At the restaurant where we did not eat, there is a table near the kitchen doors. It is not the best table in the house, nor is it the worst even though normally the table by the kitchen doors is one of those two things. On a scale of 1 to 23, 23 being the best and the total number of tables in the restaurant except during special occasions, banquets, or large parties where the smaller tables are pushed together, though not particularly well as all of the tables are of slightly ununiform height and width, the table by the kitchen doors ranks at an 11. It is always an 11, even when the total number of tables in the restaurant changes, as per the aforementioned events. Even when there are 2 tables in the restuarant, or 37, the table by the kitchen doors ranks, will rank, has always ranked an 11. It is just that kind of table.
The 11 table is not a favorite of regular patrons, nor of irregular patrons. It does, however, have a regular set of customers: two women and one man, who always begin their meal with the following conversation.
Woman 1: I think I heard this is the building where Voltaire died.
Woman 2: I think I heard the same.
Man: Lets not have the soup.
The second woman believes there used to be more to the Man’s comment. She believes when they first had this conversation they speculated on how Voltaire had died, what his last meal must have been, and the man came up with a less than amusing comment about not eating the same thing for fear of dying of the same affliction even though Voltaire had died in the late 18th century and so even if they could speculate that Voltaire had eaten in this restaurant, had contracted some terrible malady from the cuisine, and had in fact died from the same, the meal, the cooks, the ingredients, the farms from which those ingredients originated would not, could not, and could never be in any way related so has to reproduce the same sequence of events in them, three patrons at the eleventh ranked table by the kitchen doors.
The first woman believes that the Man’s comment is a confession. ‘Lets not have the soup’ is his way of telling the woman that he is thinking of going back to his wife and they should no longer continue their affair, though by dessert he will have changed his mind and order the sorbet, which he will allow to melt slowly while contemplating how he will most efficiently remove his trouser socks.
The first woman also wonders if the second woman is having the soup. If she is, the first woman will spit in it when she’s not looking.
The man is allergic to peas.
At some point in the evening, though they do not know when, one of the waiters will spill something into the first woman’s lap and their meal will be comp’d. This is the reason they always ask for the table. This is the only reason they ask for this table.
Often it is soup that the waiter spills into the first woman’s lap and the man will say “See, I told you we shouldn’t have the soup” but no one will be listening as the waiter tries to lift tomato stains from the woman’s blouse with a warm dishcloth, the manager mutters his apologies and insists that their meal will be free, and the second woman thinks about how much she would like to move to Tuscany.

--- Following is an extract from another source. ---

PR #1165, opened 2019-10-02
Remove server only code from common/plugin/aws

ZymoticB:
The agent path construction helpers are only used by the server
plugin now. This change moves that code to keep the common module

The waiter, who is always fired after the incident, but rehired the next morning because he is the manager’s nephew, is in love with the first woman and always spills things into her lap on purpose. She reminds him of the way water sounds falling on tin: loud and plinking but somehow smooth. She reminds him of his high school history classes: Cannae and defenestration. She reminds him of the number 11.
If she sat somewhere else, his crush on her would surely vanish. She would go back to being an ordinary patron in an ordinary restaurant and so he must continuously spill things into her laps so she and her companions will be convinced to come back to this table again and again.

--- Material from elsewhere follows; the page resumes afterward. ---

PR #1176, opened 2019-10-09
Upgrade github.com/docker/docker

### LINKED ISSUE #1135: Spire breaks with newer docker versions
Currently, spire is using docker version from March `v0.7.3-0.20190312165151-258edd715d46` , however in April docker introduced a [breaking change](https://github.com/moby/moby/commit/e6c0d19c3a5ebd0d719bb21c29b9d2395c7c3719) which affects spire:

He does not have a plan to woo or win her, just like the man does not ever contemplate returning to his wife. So long as they are content in their roles they will play them, just like the second woman will laugh at what she thinks she remembers is the man’s echo of a bad joke, and the first woman will lean a little forward in her chair when she sees the waiter coming, and the manager will fire and rehire his nephew,
until the table by the kitchen doors decides it would rather be a 12 and moves itself three inches to the left. Sometimes, that is all it takes.